*Exercise instructions*
Gather each line containing the string "java" from these entries.

*Entries shown*
=-=-=

PR #2254, opened 2023-11-27
fix: Detect soul points in hunted

ShadowCat117:
image
image2

Diamond axe is used for a lot of items, so potentially in the future we could detect if the player is in hunted mode and then determine if soul points are a nether star or diamond axe. Also noticed the fixme for veteran soul points so thought I'd add that too, though I can't verify for certain the non champion vet colours

### DIFF
--- a/common/src/main/java/com/wynntils/models/character/CharacterModel.java
+++ b/common/src/main/java/com/wynntils/models/character/CharacterModel.java
@@ -204,9 +204,7 @@ public final class CharacterModel extends Model {
 
         Matcher veteran = LoreUtils.matchLoreLine(rankSubscriptionItem, 0, VETERAN_PATTERN);
 
-        if (veteran.matches()) {
-            isVeteran = true;
-        }
+        isVeteran = veteran.matches();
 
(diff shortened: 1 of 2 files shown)


common/src/main/java/com/wynntils/models/character/CharacterModel.java
```diff
@@ -194,6 +202,12 @@ private void parseCharacterContainer(ContainerContent container) {
     private void parseCratesBombsCosmeticsContainer(ContainerContent container) {
         ItemStack rankSubscriptionItem = container.items().get(RANK_SUBSCRIPTION_INFO_SLOT);
 
+        Matcher veteran = LoreUtils.matchLoreLine(rankSubscriptionItem, 0, VETERAN_PATTERN);
+
+        if (veteran.matches()) {
+            isVeteran = true;
+        }
```
kristofbolyai:
```suggestion
        isVeteran = veteran.matches();
```

kristofbolyai (approved):
Otherwise looks good.

magicus (approved):
LGTM

magicus (approved):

=-=-=

*Answer to the problem*
--- a/common/src/main/java/com/wynntils/models/character/CharacterModel.java
+++ b/common/src/main/java/com/wynntils/models/character/CharacterModel.java
common/src/main/java/com/wynntils/models/character/CharacterModel.java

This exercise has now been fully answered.